After her diagnosis, Maureen was resolute that she would survive with God’s help.

‘I knew I wasn’t going to die,’ she says. ‘I told God: “I can’t die, because I’ve still got too much to do.” I was determined to get through it.’

John says that he experienced an extraordinary peace during Maureen’s cancer treatment.

‘I felt God had it all under control, regardless of the outcome. I knew he would still be there for me. You could say this passive acceptance is a weakness, but I think it’s a strength. You’re gaining your strength from the Lord. You have to remember that he is the power of the universe. His resources are endless. He is good, and he can do anything. There are no boundaries to his abilities.’

Maureen recovered from cancer but, despite all her and John’s prayers, Melissa

Melissa at Heather House

and Jasmine continued to decline. The girls remained in mainstream education until they reached senior school, and then transferred to Dorton House, which at the time provided specialist education for the visually impaired and those with learning disabilities. As Melissa and Jasmine approached the end of their lives, they were placed in Heather House, a specialist nursing care home near Basingstoke for people with Batten disease.

Despite facing the unbearable pain of seeing their daughters’ health decline, Maureen and John held fast to their faith.

In answer to the unspoken question of how she reconciles a loving God with her daughters’ suffering, Maureen says: ‘God is supernatural isn’t he? We don’t understand it. Life is a mystery, but we’ve got to have that faith and hold on to it.’

Her two children responded differently to the progression of Batten disease.

‘Melissa was very bright, and she got frustrated as her condition started to deteriorate,’ explains Maureen. ‘Although she’d still talk at that time, she found it difficult to express her feelings. In contrast, Jasmine was more placid. As Jasmine’s Batten disease progressed, she wasn’t quite so scared as Melissa, although it was hard for both of them.’

They gradually lost their mobility and power of speech. But, just like their parents, they found strength in their Christian faith.

‘They loved the Lord,’ says Maureen. ‘Melissa once told us about a vision she’d had of Jesus wearing a purple cloak. And I’m sure God had, through their lives, been talking to them.’

‘Even when a child has no language,’ adds John, ‘can’t speak or has very little going on mentally, God can still communicate with them in some way. He loves them as much as anybody else. They’re all made in his image. The world is broken and disability has got in, but God still loves his children.’

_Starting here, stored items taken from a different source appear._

PR #656, opened 2020-07-28
BIGTOP-3371. Unable to build Apache Ambari on RHEL8.

sekikn:
@guyuqi @mattAndruff @masatana Would you review if possible? In this PR, I intended:

* Specify python package name explicitly as 'python2' in spec files so that they work with CentOS 8 and Fedora 31
* Replace Ambari functions that depend on the rpm-python package, which is not provided on CentOS 8, with an implementation using the `rpm` command
* Define the `python` command as an alias of `python2` on CentOS 8 and Fedora 31, which don't provide unversioned python command by default

I confirmed that Ambari, Livy and Zeppelin (the latter of two use Python3, in contrast to Ambari) are successfully built on CentOS 7, 8 and Fedora 31 with this PR.

### DIFF
--- a/bigtop-packages/src/common/ambari/patch4-AMBARI-CentOS8.diff
+++ b/bigtop-packages/src/common/ambari/patch4-AMBARI-CentOS8.diff
@@ -12,10 +12,10 @@ index 07b0b68319..9cfc2daeb5 100644
 +rpm.dependency.list=openssl,\nRequires: zlib,\nRequires: python2 >= 2.6
 +deb.dependency.list=openssl, zlibc, python (>= 2.6)
 diff --git a/ambari-common/src/main/python/resource_management/core/providers/package/__init__.py b/ambari-common/src/main/python/resource_management/core/providers/package/__init__.py
-index 799cf3eed0..ade58292cb 100644
+index 799cf3eed0..bc066e6318 100644
 --- a/ambari-common/src/main/python/resource_management/core/providers/package/__init__.py
 +++ b/ambari-common/src/main/python/resource_management/core/providers/package/__init__.py
-@@ -359,9 +359,8 @@ class RPMBasedPackageProvider(PackageProvider):
+@@ -359,17 +359,13 @@ class RPMBasedPackageProvider(PackageProvider):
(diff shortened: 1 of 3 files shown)


bigtop-packages/src/common/ambari/patch4-AMBARI-CentOS8.diff
```diff
@@ -0,0 +1,59 @@
...
++++ b/ambari-common/src/main/python/resource_management/core/providers/package/__init__.py
+@@ -359,9 +359,8 @@ class RPMBasedPackageProvider(PackageProvider):
+   INSTALLED_PACKAGE_VERSION_COMMAND = "rpm -q --queryformat '%{{version}}-%{{release}}' \"{0}\""
+ 
+   def rpm_check_package_available(self, name):
+-    import rpm # this is faster then calling 'rpm'-binary externally.
+-    ts = rpm.TransactionSet()
+-    packages = ts.dbMatch()
++    import os
++    packages = os.popen("rpm -qa --queryformat '%{name} '").read().split()
```
masatana, line 26: `packages` variable should contain a dict-like object as this is used like [this](https://github.com/apache/ambari/blob/release-2.6.1/ambari-common/src/main/python/resource_management/core/providers/package/__init__.py#L370)

masatana:
@sekikn Thanks for working on this! I haven't tested this patch yet, but I left one comment.
I'll test this patch on my environment later.

bigtop-packages/src/common/ambari/patch4-AMBARI-CentOS8.diff
sekikn: That's right, thanks! I fixed the succeeding for-loop.

masatana: +1. Thanks!

masatana:
LGTM (non-binding). I also built (`./gradlew toolchain` && `./gradlew ambari-pkg`) and installed on CentOS8 with success.
If we encounter any problems with running Ambari on CentOS8, let's fix it with another addendum patch.

sekikn:
Thank you for the review @masatana @iwasakims, just merged.

PR #658, opened 2020-08-16
BIGTOP-3387: Building QFS fails on CentOS 8

sekikn:


sekikn:
I confirmed that building qfs succeeded on CentOS 7 (as a regression test), 8 and Fedora 31 with this PR.

guyuqi:
The build command: 
`docker run --rm -v `pwd`:/ws --workdir /ws bigtop/slaves:trunk-centos-8 bash -c '. /etc/profile.d/bigtop.sh; qfs-pkg yum'`

It seems to encounter a dependencies issue of  `net-tools `.

```
> Task :qfs-rpm FAILED
Installing /ws/output/qfs/qfs-2.0.0-1.el8.src.rpm
error: Failed build dependencies:
        net-tools is needed by qfs-2.0.0-1.el8.x86_64

```

sekikn:
Merged into master. Thanks for the review @guyuqi!

PR #662, opened 2020-08-25
BIGTOP-3390. Building Alluxio fails on Fedora 31.

sekikn:
I confirmed that building alluxio succeeded on Fedora 31 and CentOS 7/8 (as regression test) with this PR.


guyuqi:
Verified it on Fedora-31 for Arm64.
+1

sekikn:
Thanks! Just merged.

PR #664, opened 2020-09-03
BIGTOP-3391: Support GPDB on Perl 5.30+ environment

JunHe77:
GPDB is using a special variable $[ in its Perl script,
but it was deprecated from v5.30. So it can't be built
on some distros, e.g., Fedora 31 and Ubuntu 20.04.

This patch fixes indexs used in array and substr functions.

Change-Id: I92c793243c37ce57ffe146b71a5f732488f5e4a9


JunHe77:
This also fixes greenplum-db/gpdb#8989

sekikn:
Great work @JunHe77, I searched "[" and "substr" in parse.pl, and this PR seems to contain all required fixes.
Will try to build gpdb with it on some distros.

JunHe77:
Thanks for helping verifying this, @sekikn 
I just did quick test by issuing:
`"/usr/bin/perl" ./parse.pl . < ../../../../src/backend/parser/gram.y > preproc.y`
in <gpdb_root>/src/interfaces/ecpg/preproc/, with and without this fix to verify the generated prepro.y. So far it looks good as the outputs match.

sekikn:
+1, Confirmed building GPDB succeeded on CentOS 7, Debian 9 and Fedora 31. Thanks @JunHe77!

PR #666, opened 2020-09-04
BIGTOP-3395. Building Kafka is failing on Fedora 31 for ARM64.

sekikn:
This PR upgrades Groovy and Gradle to v2.5.4 and v5.6.4 respectively so that building Kafka on fedora-31-aarch64 succeeds.
I confirmed `./gradlew kafka-pkg` after `./gradlew toolchain` succeeded inside the fedora-31-aarch64 container with this PR.


sekikn:
Merging this to check if the problem is resolved on Jenkins.

PR #667, opened 2020-09-05
BIGTOP-3396. Building Ambari is failing on Fedora 31 for ARM64.

sekikn:


sekikn:
Merging this to check if the problem is resolved on Jenkins.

Both children decided to make public commitments to faith, as Maureen remembers: ‘One day I was putting Jasmine to bed and she said: “Mummy, what is baptism?” And I said: “That just shows that you love Jesus.” She said: “Could I be baptised then?” So she was baptised as a teenager. The smile on her face showed she knew the significance of it all.’

A few years later, Melissa followed.

‘At Heather House, they’ve got a hydro pool,’ says Maureen. ‘And while Melissa was at a stage where she couldn’t speak, she still understood. She communicated with her face, and I knew her well enough to understand what she was trying to convey. When I asked if she’d like to be baptised, she smiled and really opened her eyes, essentially saying: “Yes please.” On her 21st birthday, she was baptised, and she too had a huge smile on her face.’

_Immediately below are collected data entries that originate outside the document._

PR #668, opened 2020-09-07
BIGTOP-3398. Fix GPDB puppet manifest to work.

sekikn:
Tested on all target distros.

### DIFF
--- a/bigtop-deploy/puppet/modules/gpdb/manifests/init.pp
+++ b/bigtop-deploy/puppet/modules/gpdb/manifests/init.pp
@@ -95,21 +95,28 @@ class gpdb {
 
     class install_packages{
       case $operatingsystem{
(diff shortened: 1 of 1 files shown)


guyuqi:
+1

iwasakims:
@sekikn I got error on CentOS 8. The cause seems to be hard coded OS version in the URL of epel. Can we fix this here?
https://github.com/apache/bigtop/blob/master/bigtop-deploy/puppet/modules/gpdb/manifests/init.pp#L100

sekikn:
@guyuqi Thank you for reviewing!
@iwasakims Thank you for catching this, I'll update the PR.

sekikn:
Updated the PR, tested on CentOS 7 and 8.

iwasakims (approved):
+1. Thanks, @sekikn.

Jasmine died in 2015 at the age of 19, and Melissa 18 months later, aged 24.

Maureen and John doted on their daughters until the end, tirelessly supporting and praying with them.

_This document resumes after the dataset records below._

PR #671, opened 2020-09-14
BIGTOP-3401: Failed to build Centos-8 docker images for Arm64

guyuqi:
1. Enable Centos-8 docker image on Arm64.
2. Modify Puppet modulepath for puppetlabs-4.12 to fix issue :`'Unknown function: 'any2array'`
3. Fix docker provisioner on Arm64 Centos-8.
4. Fix `shellcheck `warning in `bash `scripts.

### DIFF
--- a/bigtop_toolchain/bin/puppetize.sh
+++ b/bigtop_toolchain/bin/puppetize.sh
@@ -56,10 +56,11 @@ case ${ID}-${VERSION_ID} in
         puppet module install puppetlabs-stdlib --version 4.12.0
         ;;
     centos-8*)
-        rpm -Uvh https://yum.puppet.com/puppet5-release-el-8.noarch.rpm
+        rpm -ivh https://dl.fedoraproject.org/pub/epel/epel-release-latest-8.noarch.rpm
         dnf -y check-update
-        dnf -y install hostname curl sudo unzip wget puppet-agent 'dnf-command(config-manager)'
-        puppet module install puppetlabs-stdlib
+        dnf -y install hostname curl sudo unzip wget puppet 'dnf-command(config-manager)'
+        # Install the module in the same way as Fedora 31 and CentOS 7 for compatibility issues.
+        puppet module install puppetlabs-stdlib --version 4.12.0
         # Enabling the PowerTools and EPEL repositories via Puppet doesn't seem to work in some cases.
         # As a workaround for that, enable the former here in advance of running the Puppet manifests.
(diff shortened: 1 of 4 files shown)


guyuqi:
Confirmed that Centos-8 docker images(`bigtop/puppet` and `bigtop/slaves`) could be successfully built both on x86 and Arm64.
It's also ok for provisioner depolyment on x86 and Arm64.

sekikn:
I tried the PR with CentOS 8 on x86_64 and came across the following error:

```
$ sudo bigtop_toolchain/bin/puppetize.sh 

(snip)

/etc/puppetlabs/code/modules
└── puppetlabs-stdlib (v4.12.0)
$ ./gradlew toolchain

(snip)

Error: Evaluation Error: Unknown function: 'concat'. (file: /home/vagrant/bigtop/bigtop_toolchain/manifests/packages.pp, line: 70, column: 17) on node centos8.localdomain

> Task :toolchain FAILED
```

I've not tried it on arm64 yet, but it seems to be required to add `/etc/puppetlabs/code/modules` to the modulepath in build.gradle (or replace `/etc/puppetlabs/code/environments/production/modules` with it) at least for x86_64.

guyuqi:
Please forgive that maybe I misunderstand the way how to run the `puppetize.sh`.
I run the `puppetize.sh` by invoking [build.sh](https://github.com/apache/bigtop/blob/master/docker/bigtop-puppet/build.sh).
It shows the `ENV PATH`sould be set in centos-8:
```
ENV_PATH=""
if [ ${OS} = "centos" -a ${VERSION} -ge 8 ]; then
  ENV_PATH='ENV PATH /opt/puppetlabs/bin:$PATH'
fi
```

guyuqi:
Let me try to add the modulepath in build.gradle.

guyuqi:
Update the puppetlibs-4.12's modulepath into build.gradle.
Confirmed that `./gradlew toolchain` was successfully built on Ubuntu18.04, Debian10, Centos8 and Fedora31 for both x86 and Arm64.

sekikn:
+1, I confirmed the following on an x86_64 machine:

* `./build.sh trunk-centos-8` (and centos-7 for regression purpose) in docker/bigtop-slaves succeeded.
* `sudo bigtop_toolchain/bin/puppetize.sh; ./gradlew toolchain` on CentOS 8 (and a few other distros) succeeded. In addition, packaging and deploying hadoop with the combination of puppet 6.17.0 and the existing manifest also succeeded.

John remembers: ‘At the very end, Melissa opened her eyes very wide and gave this huge gasp and then passed over. And we are convinced to this day that she saw Jesus, and maybe even Jasmine, because there was such a radiance in her face. It gave me such encouragement.’

Maureen says that the hope of her girls being in Heaven sustains her.

‘While you learn to live around the grief, you always miss them. But we made sure that their funerals were celebrations of their lives, and we have no doubt that they’re in Heaven.’

Throughout all the suffering they’ve faced, John and Maureen’s faith has been a rock in their lives.

‘The whole message of the Bible is that we are loved,’ says John. ‘We live daily in God’s grace and can’t live without it.’